According to a second aspect of the present disclosure, a non-transitory computer-readable storage medium is provided. It stores a computer program, and the program, when being executed by a processor, implements the above augmented reality processing method.

According to a third aspect of the present disclosure, an electronic device is provided, comprising: a processor; and a memory configured to store one or more program; when the one or more program is executed by a processor, the processor is enabled to implement any one of the above augmented reality processing methods.

BRIEF DESCRIPTION OF THE DRAWINGS

FIG. 1 shows a structural schematic diagram of a system for realizing multi-person AR in an embodiment of the present disclosure.

FIG. 2 shows a structural schematic diagram of an electronic device applicable to realize embodiments of the present disclosure.

FIG. 3 schematically shows a flow chart of an augmented reality processing method according to an exemplary embodiment of the present disclosure.

FIG. 4 shows a schematic view of an interface for a first terminal to execute an augmented reality process in response to a user's operation.
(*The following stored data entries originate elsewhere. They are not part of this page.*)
PR #691, opened 2022-06-10
gadgets: Remove bpf makefiles

mauriciovasquezbernal:
The "ebpf-objects" target on gadget-container/Makefile forces to
recompile the ebpf objects, i.e, we're re-compiling all the eBPF objects
again when building the gadget container image, making it inefficient
and, in some cases, causing weird problems becuase the clang version
used inside the container is different than the one used to compiled the
shipped object.

We're now using go generate to invoke bpf2go in all the gadgets, hence
the makefiles in the bpf folders of all gadgets and the target mentioned
above are not needed anymore. Running "go generate ./..." on the root
folder will update all genereted files (invoking clang to compile the
ebpf programs.

Btw, the first commit of this PR shows this problem, there are some
updated BPF objects on the repo but we weren't aware because they were
compiled always when building the container image and we explicitly when
building the dependencies for local-gadget.


eiffel-fl (commented):
Hi.

I am not 100% convinced by this contribution.
Normally, I welcome all contributions which goal is to reduce the number of files and/or lines.
But this one will make CO-RE arm64 cross-compilation really tricky as  it relies on Makefile to do so (d0fb162d3478345d0cc186d7d22cf0f4b70bdc06).

Also, it means we will not update the `.o` when shipping a new container image, so we will need to be sure that these files are up to date.

Best regards.

Makefile
```diff
@@ -68,7 +68,7 @@ local-gadget-%: phony_explicit
 	if [ "$(shell go env GOOS)" = "$${GOOS}" -a "$(shell go env GOARCH)" = "$${GOARCH}" ] ; then \
 		export CGO_ENABLED=1 && \
 		export GO111MODULE=on && \
-		make -C gadget-container ebpf-objects && \
+		make -C gadget-container && \
```
alban, line 71: We should just delete this line (and possibly replace it with `go generate ./...`?). Since the default target of `gadget-container/Makefile` is `gadget-container-deps`, this change will now build `gadgettracermanager` and other binaries, which does not make sense for local-gadget.

Ditto below line 152 in the `local-gadget-tests` target.

mauriciovasquezbernal:
> But this one will make CO-RE arm64 cross-compilation really tricky as it relies on Makefile to do so ([d0fb162](https://github.com/kinvolk/inspektor-gadget/commit/d0fb162d3478345d0cc186d7d22cf0f4b70bdc06)).

I don't think the individual makefiles on each gadget are needed by that PR. One could do `BPF_ARCH=$(BPF_ARCH) go generate ./...` in https://github.com/kinvolk/inspektor-gadget/pull/640/files#diff-5404b12decf531eab5ad4fe9888d2fd13003355ad2c839e881bf3cd40d34d07aR10 and it should work fine. 

> Also, it means we will not update the `.o` when shipping a new container image, so we will need to be sure that these files are up to date.

I think in anycase we must be sure object files are updated, so it's not a concern to me.

Makefile
mauriciovasquezbernal: Good catch. For the time being I think the right solution is to remove those files, as replacing with `go generate ./...` will cause the ebpf objects to be recompiled again, what I'm not sure is a good idea.

mauriciovasquezbernal:
> What is the difference between `-target` and `-D__TARGET`, does the first supersedes the second?

Those are different. `-target` is the clang target and `-D__TARGET` is used in https://github.com/libbpf/libbpf/blob/master/src/bpf_tracing.h to define the correct `__PT_*` macros. 

bpf2go automatically defines  `-D__TARGET` (https://github.com/cilium/ebpf/blob/d17ebbefb05d7ebc1f1bac3b1c445369ff859f09/cmd/bpf2go/main.go#L295) according to the target, so we don't need to define it ourselves.

mauriciovasquezbernal:
I pushed a commit removing -D__TARGET, if this works fine it'll simplify things a lot, we could easily compile objects for arm64 only by adding that target.

pkg/gadgets/process-collector/tracer/bpf/process-collector.c
```diff
@@ -12,11 +12,6 @@
 #include <vmlinux/vmlinux.h>
 
 #include <bpf/bpf_helpers.h>
-/* libbpf v0.4.0 introduced BPF_SEQ_PRINTF in bpf_tracing.h.
- * In future versions, it will be in bpf_helpers.h.
- */
-#include <bpf/bpf_tracing.h>
```
alban, line 18: I tried `go generate ./...` on this branch, and I get:
```
/home/alban/go/src/github.com/kinvolk/inspektor-gadget/pkg/gadgets/process-collector/tracer/bpf/process-collector.c:37:2: error: implicit declaration of function 'BPF_SEQ_PRINTF' is invalid in C99 [-Werror,-Wimplicit-function-declaration]
        BPF_SEQ_PRINTF(seq, "%d %d %s %llu\n", task->tgid, task->pid, task->comm, mntns_id);
        ^
1 error generated.
Error: clang: exit status 1
```

It works when I reintroduce `bpf/bpf_tracing.h`.

```
$ rpm -qa|grep  libbpf
libbpf-0.4.0-1.fc34.x86_64
libbpf-devel-0.4.0-1.fc34.x86_64
```

Do we want to keep supporting libbpf 0.4.0?

Ditto in pkg/gadgets/socket-collector/tracer/bpf/tcp4-collector.c

pkg/gadgets/seccomp/tracer/tracer.go
```diff
@@ -23,7 +23,7 @@ import (
 	log "github.com/sirupsen/logrus"
 )
 
-//go:generate sh -c "echo $CLANG_OS_FLAGS; GOOS=$(go env GOHOSTOS) GOARCH=$(go env GOHOSTARCH) go run github.com/cilium/ebpf/cmd/bpf2go -target bpfel -cc clang seccomp ./bpf/seccomp.c -- $CLANG_OS_FLAGS -I./bpf/ -I../../.. -target bpf -D__TARGET_ARCH_x86"
+//go:generate sh -c "echo $CLANG_OS_FLAGS; GOOS=$(go env GOHOSTOS) GOARCH=$(go env GOHOSTARCH) go run github.com/cilium/ebpf/cmd/bpf2go -target amd64 -cc clang seccomp ./bpf/seccomp.c -- $CLANG_OS_FLAGS -I./bpf/ -I../../.."
```
alban, line 26: Here we don't define `$CLANG_OS_FLAGS`, so that could be removed, right?

Did you forget to remove `$GOOS` and `$GOARCH` like in other gadgets?

Ditto in some other gadgets.

tools/btfgen.sh
```diff
@@ -21,24 +21,26 @@ fi
 # We do not need to add network eBPF programs like dns or snisnoop here because
 # they do not rely on BTF (i.e., they do not include vmlinux.h).
```
alban, line 22: snisnoop was somehow added back despite the comment.

To detect socket programs that don't use BTF:
```
for f in $(git ls-files |grep 'tracer/.*\.c$') ; do grep -q 'SEC("socket' $f && echo ${f} || true ; done
```

pkg/gadgets/process-collector/tracer/bpf/process-collector.c
mauriciovasquezbernal: > Do we want to keep supporting libbpf 0.4.0?

libbpf v0.4.0 was released more than a year ago (https://github.com/libbpf/libbpf/releases/tag/v0.4.0) and the latest release now is v0.8.0 (https://github.com/libbpf/libbpf/releases/tag/v0.8.0). IMO we could require a newer version. 

Also, libbpf is only needed for the bpf headers, there is https://github.com/cilium/ebpf/issues/449 that could even remove this dependency for us.

pkg/gadgets/seccomp/tracer/tracer.go
mauriciovasquezbernal: You're right, I was missing this one. Thanks!

pkg/gadgets/process-collector/tracer/bpf/process-collector.c
alban: I use Fedora 34 and it only has libbpf 0.4.0. Since this PR removes the ebpf build in a container, it means I have to update libbpf on my laptop. I guess it is time to update it :)

pkg/gadgets/seccomp/tracer/tracer.go
mauriciovasquezbernal: > Ditto in some other gadgets.

Do you have a specific one? I can only see that `$CLANG_OS_FLAGS` is used in dns and sni where it's actually needed.

tools/btfgen.sh
```diff
@@ -21,24 +21,26 @@ fi
...
-    -o ${INSPEKTOR_GADGET}/pkg/gadgets/capabilities/tracer/core/capabilities_bpfel.o                \
+    -o ${INSPEKTOR_GADGET}/pkg/gadgets/audit-seccomp/tracer/auditseccomp_bpfel_x86.o                \
+    -o ${INSPEKTOR_GADGET}/pkg/gadgets/audit-seccomp/tracer/auditseccompwithfilters_bpfel_x86.o     \
+    -o ${INSPEKTOR_GADGET}/pkg/gadgets/bindsnoop/tracer/core/bindsnoop_bpfel_x86.o                  \
+    -o ${INSPEKTOR_GADGET}/pkg/gadgets/biotop/tracer/biotop_bpfel_x86.o                             \
+    -o ${INSPEKTOR_GADGET}/pkg/gadgets/capabilities/tracer/core/capabilities_bpfel_x86.o            \
     -o ${INSPEKTOR_GADGET}/pkg/gadgets/execsnoop/tracer/core/execsnoop_bpfel.o                      \
-    -o ${INSPEKTOR_GADGET}/pkg/gadgets/filetop/tracer/filetop_bpfel.o                               \
-    -o ${INSPEKTOR_GADGET}/pkg/gadgets/fsslower/tracer/core/fsslower_bpfel.o                        \
+    -o ${INSPEKTOR_GADGET}/pkg/gadgets/filetop/tracer/filetop_bpfel_x86.o                           \
```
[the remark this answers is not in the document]
mauriciovasquezbernal: > Could we include bpf_tracing.h in all bpf sources so that it is consistent?

Gadgets using [bpf-tracing.h](`https://github.com/libbpf/libbpf/blob/29869d6ef0893cc1c907705f919fdfd6feb7cc13/src/bpf_tracing.h`) need to be compiled for each different architecture. This PR proposes a solution where gadgets that don't use this file are compiled only two times: big and little endian machines. Finally, btfgen.sh is removed in https://github.com/kinvolk/inspektor-gadget/pull/710 to avoid having to add each single gadget there.

mauriciovasquezbernal:
I'll merge as integration tests are passing. Tests on ARO are failing but it seems unrelated to this PR as those are failing on most PRs now.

FIG. 5 shows a schematic view of a first terminal displaying an editing sub-interface of a virtual object on an interface in response to a user's selecting operation in an embodiment of the present disclosure.

FIG. 6 shows a schematic view of a first terminal displaying an editing sub-interface of a virtual object on an interface in response to a user's selecting operation in another embodiment of the present disclosure.

FIG. 7 shows a schematic view of a first terminal moving a virtual object in response to a user's operation in an embodiment of the present disclosure.

FIG. 8 shows a schematic view of a first terminal adjusting a size of a virtual object in response to a user's operation in an embodiment of the present disclosure.

FIG. 9 shows a schematic view of a first terminal deleting a virtual object in response to a user's operation in an embodiment of the present disclosure.

FIG. 10 shows a schematic view of a first terminal adding a new virtual object in a scene in response to a user's virtual object adding operation in an embodiment of the present disclosure.

FIG. 11 shows a schematic view of a selection sub-interface on a third terminal presenting virtual objects before editing and after editing in an embodiment of the present disclosure.

FIG. 12 schematically shows a flow chart of an augmented reality processing method according to another exemplary embodiment of the present disclosure.

FIG. 13 schematically shows an interaction diagram of an augmented reality processing solution according to an exemplary embodiment of the present disclosure.

FIG. 14 shows a schematic view of effect of applying an augmented reality processing solution of an exemplary embodiment of the present disclosure.

FIG. 15 schematically shows a block diagram of an augmented reality processing apparatus according to a first exemplary embodiment of the present disclosure.

FIG. 16 schematically shows a block diagram of an augmented reality processing apparatus according to a second exemplary embodiment of the present disclosure.

FIG. 17 schematically shows a block diagram of an augmented reality processing apparatus according to a third exemplary embodiment of the present disclosure.

FIG. 18 schematically shows a block diagram of an augmented reality processing apparatus according to a fourth exemplary embodiment of the present disclosure.

FIG. 19 schematically shows a block diagram of an augmented reality processing apparatus according to a fifth exemplary embodiment of the present disclosure.

FIG. 20 schematically shows a block diagram of an augmented reality processing apparatus according to a sixth exemplary embodiment of the present disclosure.

FIG. 21 schematically shows a block diagram of an augmented reality processing apparatus according to a seventh exemplary embodiment of the present disclosure.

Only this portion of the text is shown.